PR #1150, opened 2026-07-17
fix(tests): isolate Codex home from user state

aaiyer:
## What does this PR do?

Completes the test-state isolation added in #1067. The runner replaced HOME and cleared CBM_CACHE_DIR, but it still inherited the invoking process's CODEX_HOME. When that directory existed, CLI fixtures detected the developer's real Codex installation and repeatedly installed and uninstalled MCP config, AGENTS.md content, skills, and Scout/Verify/Auditor profiles there.

A sentinel run on exact upstream/main e678b2b6acb02bc1ab84a854f2df0e1d092f2cc0 reproduced thousands of accesses and explicit write syscalls under the inherited CODEX_HOME, left an extra skills directory, and failed the install-plan no-mutation fixture because the inherited override shadowed its temporary .codex directory.

## Fix

- set CODEX_HOME to the private test HOME's .codex path before normal suites run;
- fail test-home setup instead of continuing if the environment isolation cannot be established;
- add a regression that binds CODEX_HOME to the private test HOME;
- explicitly unset and restore CODEX_HOME in the two tests that intentionally exercise the home-directory fallback.

Worker and socket-probe modes still exit before normal suite setup, as before.

## Validation

- ASan + UBSan test runner build with warnings as errors: passed;
- make -f Makefile.cbm test-focused TEST_SUITES=cli: 223 passed;
- inherited fresh CODEX_HOME sentinel under strace: 0 sentinel-path syscalls after the fix, identical file hashes and directory inventory;
- bash scripts/check-no-test-skips.sh: passed;
- bash scripts/security-audit.sh: passed with existing review notices only;
- bash scripts/security-vendored.sh: passed (75 files);
- git diff --check: passed;
- DCO check: passed.

Local CI lint was attempted but cppcheck was unavailable; clang-format and clang-tidy are also not installed in this environment. GitHub CI remains the lint authority.

## Coordination

#1149 overlaps the same install-plan fallback test for a separate fixture-lifetime issue. Whichever PR lands second will need to rebase and preserve both intents: free the receipt JSON on every validation-failure path, and explicitly isolate CODEX_HOME while exercising the fallback path.

## Scope

Only tests/test_main.c and tests/test_cli.c change. There is no production behavior or dependency change.

### DIFF
--- a/tests/test_cli.c
+++ b/tests/test_cli.c
@@ -226,6 +226,19 @@ static void restore_test_env(const char *name, char *saved) {
     }
 }
 
+TEST(cli_runner_uses_private_codex_home) {
+    const char *home = getenv("HOME");
+    const char *codex_home = getenv("CODEX_HOME");
+    ASSERT_NOT_NULL(home);
+    ASSERT_NOT_NULL(codex_home);
+
+    char expected[1024];
+    int expected_len = snprintf(expected, sizeof(expected), "%s/.codex", home);
+    ASSERT(expected_len >= 0 && (size_t)expected_len < sizeof(expected));
+    ASSERT_STR_EQ(codex_home, expected);
+    PASS();
+}
+
 /* Helper: mkdirp */
 static int test_mkdirp(const char *path) {
     char tmp[1024];
@@ -2354,10 +2367,13 @@ TEST(cli_detect_agents_finds_codex) {
     snprintf(dir, sizeof(dir), "%s/.codex", tmpdir);
     test_mkdirp(dir);
 
+    char *saved_codex = save_test_env("CODEX_HOME");
+    cbm_unsetenv("CODEX_HOME");
     cbm_detected_agents_t agents = cbm_detect_agents(tmpdir);
-    ASSERT_TRUE(agents.codex);
+    restore_test_env("CODEX_HOME", saved_codex);
 
     test_rmdir_r(tmpdir);
+    ASSERT_TRUE(agents.codex);
     PASS();
 }
 
@@ -2395,7 +2411,10 @@ TEST(cli_install_plan_receipt_no_mutation_issue388) {
     snprintf(dir, sizeof(dir), "%s/.codex", tmpdir);
     test_mkdirp(dir);
 
+    char *saved_codex = save_test_env("CODEX_HOME");
+    cbm_unsetenv("CODEX_HOME");
     char *json = cbm_build_install_plan_json(tmpdir, "/usr/local/bin/codebase-memory-mcp");
+    restore_test_env("CODEX_HOME", saved_codex);
     ASSERT_NOT_NULL(json);
     ASSERT(strstr(json, "agent.install.plan.v1") != NULL);
     ASSERT(strstr(json, "writes_started") != NULL);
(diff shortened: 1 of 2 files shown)


DeusData:
Thanks for the concrete sentinel evidence. Tests writing into an inherited real CODEX_HOME are a high-priority 0.9.1-rc safety defect even though production behavior is unchanged. Review will verify that all normal suites receive the private test home, intentional fallback tests isolate and restore the override, and worker/probe modes still exit before suite-level environment mutation.

DeusData:

Reports as CONFLICTING against `main`. Checks are otherwise green, so a rebase should be all that is needed mechanically.

Isolating tests from user state is exactly the sort of thing that prevents mystery CI failures later.

DeusData:
Thank you — this is a good catch and a genuinely uncomfortable one.

The gap is real: production honours `CODEX_HOME` with a `~/.codex` fallback, but the test runner only replaced `HOME`, so CLI fixtures could reach into a developer's actual Codex install. A test suite that can mutate the machine it runs on is a bug regardless of whether anyone has been bitten yet.

Verified before merging: the buffer math is sound, the failure path cleans up the temp directory before returning, and the two fallback tests correctly save, unset and restore `CODEX_HOME` rather than leaking state into their neighbours. The new assertion binds — it fails if the setenv is reverted.

Merging. Note your own flag about overlapping with #1149 on the install-plan fallback test is right; whichever lands second will want a rebase that preserves both intents.

DeusData:
Correction to my previous comment: I went to merge this and GitHub reports the branch as conflicting with current `main`, so it did not go in. My apologies for saying "merging" before confirming that — the review stands, the mechanics did not.

This is almost certainly the overlap you flagged yourself with #1149 on the install-plan fallback test.

Could you rebase onto current `main`? Nothing about the change needs rethinking — required checks (`dco`, `ci-ok`) are green and the review above is complete, so once it applies cleanly it goes straight in.

Thanks again, and sorry for the noise.

DeusData:
Thank you for this, and for flagging the overlap with #1149 yourself in the description — that note is the reason these two got reviewed together instead of one quietly clobbering the other.

Reviewed and the approach is right. Of the two, **this is the one that matters**, and it should land first.

The reason: #1149 isolates `CODEX_HOME` for the issue388 fixture specifically. This PR does the general thing — a global `CODEX_HOME` sentinel in `test_main.c`, a regression test, and per-test unset in both `detect_agents` and issue388. Merging #1149 alone would fix one test while the rest of the suite kept reading and writing a developer's real `CODEX_HOME`. That is exactly the property we care about: a test's verdict has to be a function of the code and the platform, not of what happens to be in the person's home directory.

**What we need from you:** this branch is currently conflicting with `main`. The tree has moved a fair amount tonight — several fixes landed, including some in the test files. Could you rebase on current `main` and push? Once it is mergeable, this goes in.

We do not force-push or rebase contributors' branches on their behalf, so this one genuinely needs your hand on it.

After it lands we will ask @aaiyer — you — to reduce #1149 down to just its unique piece, the cleanup-before-FAIL restructure (free the JSON, restore the env, remove the temp dir, *then* fail), which is a real improvement this PR does not contain and which stops an assertion failure from leaking and littering `/tmp`. Alternatively, if you would rather fold that restructure into this PR and close #1149, that is completely fine by us — your call, and either way you get the credit for both.

Thanks for the patience; the delay here was ours.

DeusData:
Thank you — and an apology with the close: your strace report was the FIRST identification of the test-runner leaking into the developer's real ~/.codex, a month before we fixed it in-house. Main now handles it more broadly via 6d09c19e: a 22-entry tf_client_home_overrides table (CODEX_HOME included, tests/test_main.c:177) unset for every client home in tf_setup_cache_sentinel, plus per-test save/unset/restore in test_cli.c — which is also why this branch conflicts and why its regression test (asserting CODEX_HOME points into $HOME) now contradicts the unset design. Closing as superseded by that broader fix, with clear credit to your report for finding the class first.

=====

§ Task instructions:
Show every line of the listing in which the string "bash" can be found.

§ Solution for this exercise:
- bash scripts/check-no-test-skips.sh: passed;
- bash scripts/security-audit.sh: passed with existing review notices only;
- bash scripts/security-vendored.sh: passed (75 files);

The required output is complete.